California regulators are delaying a vote on a proposed decision that would slash incentives for schools, apartment dwellers and farmers to install rooftop solar panels.
(Bloomberg) — California regulators are delaying a vote on a proposed decision that would slash incentives for schools, apartment dwellers and farmers to install rooftop solar panels.
The California Public Utilities Commission (CPUC) posted a notice that the vote, which was previously scheduled for Thursday, has been postponed to November 2. The proposal comes in the wake of a similar decision adopted by the CPUC last year that slashed rooftop solar incentives for homeowners. Both only apply to new customers, but, if passed, the decision would effectively do away with the multifamily residential solar market by making it financially unviable, said Joe Osha, an analyst at Guggenheim Securities.
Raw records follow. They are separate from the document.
Issue #4944, opened 2016-03-31
[RevEng] Revisit whether we need to generate HasComputedValueSql()


lajones:
See #4501 and #4923.

Given that, after #4923, the runtime dinstinguishes between the metadata for computed and default value columns, we should revisit the code in the `SqlServerDatabaseModelFactory` and ensure that we distinguish between default and computed columns as laid out in #4501 and ultimately generate the correct fluent API - perhaps in some cases generating `HasComputedValueSql()` instead of ` HasDefaultValueSql() `.

lajones:
Fix checked in with 2acd2f1.

PR #5018, opened 2016-04-08
Reverse Engineer HasComputedColumnSql() as needed.

lajones:
Fix for #4944. For computed columns used `HasComputedColumnSql()` instead of `HasDefaultValueSql()`.

### DIFF
--- a/src/Microsoft.EntityFrameworkCore.Relational.Design/Metadata/ColumnModel.cs
+++ b/src/Microsoft.EntityFrameworkCore.Relational.Design/Metadata/ColumnModel.cs
@@ -21,6 +21,8 @@ namespace Microsoft.EntityFrameworkCore.Scaffolding.Metadata
         [CanBeNull]
         public virtual string DefaultValue { get; [param: CanBeNull] set; }
 
+        [CanBeNull]
+        public virtual string ComputedValue { get; [param: CanBeNull] set; }
         public virtual int? MaxLength { get; [param: CanBeNull] set; }
         public virtual int? Precision { get; [param: CanBeNull] set; }
         public virtual int? Scale { get; [param: CanBeNull] set; }
--- a/test/Microsoft.EntityFrameworkCore.SqlServer.Design.FunctionalTests/ReverseEngineering/Expected/AllFluentApi/SqlServerReverseEngineerTestE2EContext.expected
+++ b/test/Microsoft.EntityFrameworkCore.SqlServer.Design.FunctionalTests/ReverseEngineering/Expected/AllFluentApi/SqlServerReverseEngineerTestE2EContext.expected
@@ -271,6 +271,11 @@ namespace E2ETest.Namespace
                 entity.HasIndex(e => new { e.A, e.B })
                     .HasName("Test_PropertyConfiguration_Index");
 
+                entity.Property(e => e.ComputedDateTimeColumn)
+                    .HasColumnType("datetime")
+                    .HasComputedColumnSql("getdate()")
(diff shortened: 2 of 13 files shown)


test/Microsoft.EntityFrameworkCore.SqlServer.Design.FunctionalTests/ReverseEngineering/Expected/AllFluentApi/SqlServerReverseEngineerTestE2EContext.expected
```diff
@@ -271,14 +271,21 @@ namespace E2ETest.Namespace
                 entity.HasIndex(e => new { e.A, e.B })
                     .HasName("Test_PropertyConfiguration_Index");
 
+                entity.Property(e => e.ComputedDateTimeColumn)
+                    .HasColumnType("datetime")
+                    .HasComputedColumnSql("getdate()")
+                    .ValueGeneratedOnAddOrUpdate();
```
ErikEJ: GETDATE() is a default value, it is not computed on updates.... (unless you add some other RDBMS feature to do this)

lajones: Had a chat with @divega and we think this is a little different.

The definition of that column is `ComputedDateTimeColumn AS GETDATE()` i.e. it is a computed column, not a default value. We have a separate column to test a datetime2 column with a default value which is a computed expression (see the `WithDateDefaultExpression datetime2 NOT NULL DEFAULT(getdate())` column also on the `PropertyConfiguration` table). The 2 types of columns are treated differently in SQL Server metadata - the first is treated as a computed column (has an entry in `sys.computed_columns`); the second is not a computed column but does have a default value.

So, although technically you're right, the server does not compute a new value when a row is updated, in practice we keep the `ChangeTracker` up to date with updates by performing a select immediately after we've updated the data. Now on `SELECT` the value of this column will be updated, so the value stored in the `ChangeTracker` would likewise be updated. The closest we can come to this behavior is to assign it `ValueGeneratedOnAddOrUpdate()`.

ErikEJ: Got it, thanks!

src/Microsoft.EntityFrameworkCore.Relational.Design/Metadata/ColumnModel.cs
```diff
@@ -21,6 +21,8 @@ public class ColumnModel : Annotatable
         [CanBeNull]
         public virtual string DefaultValue { get; [param: CanBeNull] set; }
 
+        [CanBeNull]
```
ajcvickers: We decided in a design meeting some time back to not use these attributes for return values.

ajcvickers:
:shipit:

src/Microsoft.EntityFrameworkCore.Relational.Design/Metadata/ColumnModel.cs
lajones: OK. Will remove (and similarly from the existing one above). Thx.

lajones:
Found a few more `[CanBeNull]`s on return values. Removed them too and checked in with 2acd2f1.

The delay comes as the commission faces significant opposition from solar developers, environmental advocates and local housing associations. Hundreds have submitted public comments opposed to the proposed decision, saying it would put rooftop solar out of reach for California’s lower-income renters as well as crush the state’s clean-energy transition. Cutting incentives could put an additional damper on the state’s rooftop solar industry, which has been struggling with weak demand.
Environmental justice groups have also sent letters to Governor Gavin Newsom and CPUC protesting the proposal, and local school board officials have also spoken up against the reduction.